Records from a data collection:
*** Block opens ***

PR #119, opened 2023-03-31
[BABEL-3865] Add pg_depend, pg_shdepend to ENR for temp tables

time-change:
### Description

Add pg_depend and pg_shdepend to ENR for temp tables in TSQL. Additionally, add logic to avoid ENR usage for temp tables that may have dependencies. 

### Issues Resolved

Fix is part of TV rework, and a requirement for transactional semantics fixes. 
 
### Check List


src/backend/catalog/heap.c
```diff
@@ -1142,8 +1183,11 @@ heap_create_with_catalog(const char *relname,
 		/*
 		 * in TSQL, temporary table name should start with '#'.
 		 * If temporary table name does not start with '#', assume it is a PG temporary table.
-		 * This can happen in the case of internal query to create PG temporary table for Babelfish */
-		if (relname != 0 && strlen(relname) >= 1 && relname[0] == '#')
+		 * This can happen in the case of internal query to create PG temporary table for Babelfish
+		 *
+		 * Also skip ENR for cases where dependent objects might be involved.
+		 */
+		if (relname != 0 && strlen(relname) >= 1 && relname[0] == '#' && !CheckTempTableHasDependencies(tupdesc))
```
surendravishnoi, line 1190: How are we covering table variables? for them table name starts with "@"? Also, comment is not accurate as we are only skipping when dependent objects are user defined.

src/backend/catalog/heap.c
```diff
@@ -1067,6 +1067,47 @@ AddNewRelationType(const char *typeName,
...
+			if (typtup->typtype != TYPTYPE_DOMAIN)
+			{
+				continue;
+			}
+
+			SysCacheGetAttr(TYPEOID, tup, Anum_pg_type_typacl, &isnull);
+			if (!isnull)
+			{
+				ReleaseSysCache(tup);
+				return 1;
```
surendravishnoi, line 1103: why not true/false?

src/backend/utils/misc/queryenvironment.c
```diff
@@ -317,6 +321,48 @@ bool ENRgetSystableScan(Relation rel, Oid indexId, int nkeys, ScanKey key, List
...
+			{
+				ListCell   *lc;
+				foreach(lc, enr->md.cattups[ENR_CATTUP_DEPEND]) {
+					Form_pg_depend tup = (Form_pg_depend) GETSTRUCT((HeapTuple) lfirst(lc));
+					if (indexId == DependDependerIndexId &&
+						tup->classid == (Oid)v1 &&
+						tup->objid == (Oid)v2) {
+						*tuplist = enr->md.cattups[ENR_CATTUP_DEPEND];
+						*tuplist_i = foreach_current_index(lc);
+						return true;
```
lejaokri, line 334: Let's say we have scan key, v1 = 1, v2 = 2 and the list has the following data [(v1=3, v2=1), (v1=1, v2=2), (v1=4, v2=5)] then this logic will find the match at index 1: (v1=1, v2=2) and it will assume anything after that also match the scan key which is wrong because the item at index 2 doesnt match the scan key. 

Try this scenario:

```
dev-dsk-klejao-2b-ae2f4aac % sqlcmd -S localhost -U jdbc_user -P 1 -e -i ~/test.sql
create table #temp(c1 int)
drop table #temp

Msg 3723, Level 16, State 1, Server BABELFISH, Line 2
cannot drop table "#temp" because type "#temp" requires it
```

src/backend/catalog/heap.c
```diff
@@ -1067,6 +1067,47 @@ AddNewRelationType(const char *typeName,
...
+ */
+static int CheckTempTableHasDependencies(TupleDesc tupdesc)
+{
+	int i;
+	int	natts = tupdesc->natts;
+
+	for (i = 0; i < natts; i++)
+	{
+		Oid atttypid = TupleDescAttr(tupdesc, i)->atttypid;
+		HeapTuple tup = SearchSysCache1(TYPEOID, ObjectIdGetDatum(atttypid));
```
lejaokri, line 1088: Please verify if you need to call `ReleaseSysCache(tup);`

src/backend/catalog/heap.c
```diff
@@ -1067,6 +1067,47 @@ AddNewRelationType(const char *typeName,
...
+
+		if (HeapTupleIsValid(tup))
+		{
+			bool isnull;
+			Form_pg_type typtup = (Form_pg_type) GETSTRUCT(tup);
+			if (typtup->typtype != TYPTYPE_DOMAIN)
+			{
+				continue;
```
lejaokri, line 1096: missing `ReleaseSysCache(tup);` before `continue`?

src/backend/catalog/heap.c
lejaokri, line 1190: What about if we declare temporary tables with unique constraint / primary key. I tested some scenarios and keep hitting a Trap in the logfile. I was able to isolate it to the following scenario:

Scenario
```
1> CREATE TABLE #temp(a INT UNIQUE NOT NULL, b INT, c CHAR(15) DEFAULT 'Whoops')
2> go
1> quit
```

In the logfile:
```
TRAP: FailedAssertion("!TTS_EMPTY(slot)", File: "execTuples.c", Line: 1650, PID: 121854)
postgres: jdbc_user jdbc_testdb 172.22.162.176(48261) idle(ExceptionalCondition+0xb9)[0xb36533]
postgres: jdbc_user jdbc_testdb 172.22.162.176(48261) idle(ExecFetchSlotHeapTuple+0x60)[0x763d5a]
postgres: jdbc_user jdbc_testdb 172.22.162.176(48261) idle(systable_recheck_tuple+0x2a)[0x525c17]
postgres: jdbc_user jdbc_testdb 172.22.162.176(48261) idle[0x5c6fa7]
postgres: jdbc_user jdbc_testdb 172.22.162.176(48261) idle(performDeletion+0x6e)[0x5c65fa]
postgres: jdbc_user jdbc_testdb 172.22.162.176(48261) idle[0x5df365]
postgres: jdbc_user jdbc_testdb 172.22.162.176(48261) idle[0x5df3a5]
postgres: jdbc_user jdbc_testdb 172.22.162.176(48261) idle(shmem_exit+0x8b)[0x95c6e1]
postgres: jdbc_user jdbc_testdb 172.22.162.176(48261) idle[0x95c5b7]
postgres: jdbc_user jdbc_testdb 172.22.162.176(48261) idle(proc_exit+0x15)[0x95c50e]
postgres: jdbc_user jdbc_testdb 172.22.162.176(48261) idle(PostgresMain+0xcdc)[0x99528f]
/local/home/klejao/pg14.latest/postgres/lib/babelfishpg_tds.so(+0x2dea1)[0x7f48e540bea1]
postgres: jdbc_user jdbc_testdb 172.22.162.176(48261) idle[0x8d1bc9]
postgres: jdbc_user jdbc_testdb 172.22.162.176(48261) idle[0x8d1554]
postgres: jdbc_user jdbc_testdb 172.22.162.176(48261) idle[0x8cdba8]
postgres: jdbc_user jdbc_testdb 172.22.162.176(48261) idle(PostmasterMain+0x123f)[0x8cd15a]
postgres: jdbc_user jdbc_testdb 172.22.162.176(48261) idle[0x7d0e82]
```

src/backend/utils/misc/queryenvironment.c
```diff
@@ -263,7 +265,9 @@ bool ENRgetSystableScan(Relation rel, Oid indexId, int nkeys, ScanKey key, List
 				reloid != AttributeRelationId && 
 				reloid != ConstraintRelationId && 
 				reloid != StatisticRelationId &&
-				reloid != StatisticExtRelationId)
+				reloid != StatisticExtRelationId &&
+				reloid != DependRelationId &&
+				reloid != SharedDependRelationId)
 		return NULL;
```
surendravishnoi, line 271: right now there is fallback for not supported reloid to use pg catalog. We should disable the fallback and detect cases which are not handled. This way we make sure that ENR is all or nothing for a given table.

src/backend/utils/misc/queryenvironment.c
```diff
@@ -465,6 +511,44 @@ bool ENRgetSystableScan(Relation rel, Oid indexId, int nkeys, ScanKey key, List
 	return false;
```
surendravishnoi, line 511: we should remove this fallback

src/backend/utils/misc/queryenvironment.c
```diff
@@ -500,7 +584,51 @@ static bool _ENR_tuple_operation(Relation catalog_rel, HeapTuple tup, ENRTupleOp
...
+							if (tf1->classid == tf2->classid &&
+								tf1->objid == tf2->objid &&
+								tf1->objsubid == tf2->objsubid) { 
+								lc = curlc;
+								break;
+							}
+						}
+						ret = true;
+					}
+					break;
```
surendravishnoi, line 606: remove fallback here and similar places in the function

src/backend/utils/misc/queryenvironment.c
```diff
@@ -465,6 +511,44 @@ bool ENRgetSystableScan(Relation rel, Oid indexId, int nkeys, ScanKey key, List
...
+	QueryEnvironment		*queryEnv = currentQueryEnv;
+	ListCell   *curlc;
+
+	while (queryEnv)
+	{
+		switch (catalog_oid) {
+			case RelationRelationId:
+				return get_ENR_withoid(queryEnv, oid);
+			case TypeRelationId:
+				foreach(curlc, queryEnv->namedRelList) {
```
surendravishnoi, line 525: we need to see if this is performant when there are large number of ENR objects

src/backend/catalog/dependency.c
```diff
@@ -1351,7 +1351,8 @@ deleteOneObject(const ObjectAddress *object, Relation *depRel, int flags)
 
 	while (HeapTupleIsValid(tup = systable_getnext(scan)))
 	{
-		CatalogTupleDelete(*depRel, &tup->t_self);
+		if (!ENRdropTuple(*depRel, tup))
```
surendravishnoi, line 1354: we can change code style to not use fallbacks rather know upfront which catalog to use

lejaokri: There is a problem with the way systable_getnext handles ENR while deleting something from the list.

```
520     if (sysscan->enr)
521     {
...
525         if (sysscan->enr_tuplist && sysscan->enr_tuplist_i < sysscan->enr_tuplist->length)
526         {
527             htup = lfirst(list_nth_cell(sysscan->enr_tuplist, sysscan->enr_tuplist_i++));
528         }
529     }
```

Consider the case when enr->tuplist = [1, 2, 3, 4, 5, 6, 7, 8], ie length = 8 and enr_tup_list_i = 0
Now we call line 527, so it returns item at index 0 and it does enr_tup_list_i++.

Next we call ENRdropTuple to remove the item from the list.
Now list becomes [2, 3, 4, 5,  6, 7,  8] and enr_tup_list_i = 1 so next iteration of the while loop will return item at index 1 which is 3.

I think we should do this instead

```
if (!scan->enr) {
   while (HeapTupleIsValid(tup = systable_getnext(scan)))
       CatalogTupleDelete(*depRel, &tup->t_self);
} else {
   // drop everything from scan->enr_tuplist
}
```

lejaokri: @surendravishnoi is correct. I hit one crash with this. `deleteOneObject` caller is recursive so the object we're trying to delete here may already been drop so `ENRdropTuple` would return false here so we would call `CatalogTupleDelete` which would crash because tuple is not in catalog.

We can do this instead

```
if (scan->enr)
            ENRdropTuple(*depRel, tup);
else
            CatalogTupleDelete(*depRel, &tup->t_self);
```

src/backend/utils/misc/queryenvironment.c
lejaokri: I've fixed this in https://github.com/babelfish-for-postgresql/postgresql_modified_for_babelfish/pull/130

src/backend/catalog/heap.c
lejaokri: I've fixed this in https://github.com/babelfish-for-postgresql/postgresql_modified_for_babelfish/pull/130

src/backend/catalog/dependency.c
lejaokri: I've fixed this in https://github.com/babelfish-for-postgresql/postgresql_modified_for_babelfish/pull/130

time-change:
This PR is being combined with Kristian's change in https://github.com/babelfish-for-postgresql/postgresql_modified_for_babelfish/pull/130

*** Block closes ***

Exercise: Wherever the string "HeapTupleIsValid" occurs in the data, copy the line that holds it.

Solution to this exercise:
+		if (HeapTupleIsValid(tup))
 	while (HeapTupleIsValid(tup = systable_getnext(scan)))
   while (HeapTupleIsValid(tup = systable_getnext(scan)))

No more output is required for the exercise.